[Date Prev][Date Next][Thread Prev][Thread Next][Date Index][Thread Index]

Re: [Condor-users] offline compute nodes and Rooster

> From: Paul Haldane
> Sent: 16 October 2010 14:24
> > > > 3.  Offline slots _should_ (I think they should, but would like
> > > confirmation) continue to appear in the output of condor_status (using
> > > -constraint Offline to just see offline slots).  In our environment
> > > they only appear for 10/20 minutes after powering off.  This isn't what
> > > I expect because OFFLINE_EXPIRE_ADS_AFTER defaults to maxint.
> > >
> > > Yes, the offline ads should remain visible in condor_status.  They
> > > should not expire in 30 minutes if you are using the default
> I've just been able to grab (using condor_status -l
> yard10.campus.ncl.ac.uk) the ADS for a machine that's unpingable (so it
> is hibernating) but still visible in condor_status output.
> I won't include all 109 lines of output here (unless that would be
> useful - full version is at
> http://www.staff.ncl.ac.uk/paul.haldane/yard10.txt).  All looks
> plausible to me apart from
> Offline = ((CurrentTime - EnteredCurrentState) >= 60 &&
>         MachineLastMatchTime =?= UNDEFINED && State =?= "Unclaimed")
> Is that correct or should it just be a simple Boolean value?
> I know why it's showing that value ("Offline = $(ShouldHibernate)" in
> the config file on the compute nodes) but perfectly willing to believe
> that it's rubbish.

I've made progress on a couple of fronts.
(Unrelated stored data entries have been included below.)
PR #34813, opened 2024-08-06
[Darwin] MTRDevice -> MTRDevice_Concrete

kiel-apple:
Prepare to raise with minimal code change to existing MTRDevice.


woody-apple (approved):

woody-apple:
Awesome, thanks @kiel-apple ! Fast tracking since this only affects darwin.

src/darwin/Framework/CHIP/MTRDevice_Concrete.h
```diff
@@ -0,0 +1,29 @@
...
+ *    See the License for the specific language governing permissions and
+ *    limitations under the License.
+ */
+
+#import <Foundation/Foundation.h>
+#import <Matter/MTRDevice.h>
+
+NS_ASSUME_NONNULL_BEGIN
+
+@class MTRDeviceController;
```
bzbarsky-apple, line 23:
```suggestion
```

src/darwin/Framework/CHIP/MTRDevice_Concrete.mm
bzbarsky-apple, line 1: I am really hoping this was generated with "git cp" followed by some changes...  but the changeset history does not look like that?

The reason to use "git cp" is to keep history. 

Ideally the "git cp" would just happen as a PR of its own, so that the squash-on-merge does not mess up history, hopefully.  Then the other changes on top of that.

kiel-apple: that actually makes a ton of sense and would be easy-ish now that we know what changes would be needed

kiel-apple: @bzbarsky-apple can you request changes so this doesn't land?  using `git cp` seems easy and shouldn't take long now that i have a working changeset to copy changes from

woody-apple (approved):

src/darwin/Framework/CHIP/MTRDevice_Concrete.mm
kiel-apple: #34826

1. Realised that we'd changed ROOSTER_UNHIBERNATE to a daft setting.

We had

 ROOSTER_UNHIBERNATE = Unhibernate && Offline =?= False

... which I don't think would ever match.  Changing it to the default value of 

 ROOSTER_UNHIBERNATE = Unhibernate && Offline == True

... worked better but because I don't think we're setting Unhibernate properly yet I've currently got 


2. Hacked together a script using condor_advertise to publish ADS for offline machines.  This works and with the sensible setting for ROOSTER_UNHIBERNATE leads to hibernating machines being woken up by Rooster to service jobs.   Remaining problem was that the ADS disappeared after about 20 minutes.  Bit more poking around took me back to Ian's message to the list (https://lists.cs.wisc.edu/archive/condor-users/2010-January/msg00148.shtml).  Adding ClassAdLifetime to the published AD seems to have done the trick (at least the test machine has stayed visible for over 25 minutes).

I think this leads me to what I need to do to make this work without the external script - just need to set ClassAdLifetime on the compute nodes to something useful (currently using 2 days).  Once we've got that I think the only remaining issue is our power management system sometimes not noticing Condor activity (but that's definitely a local problem).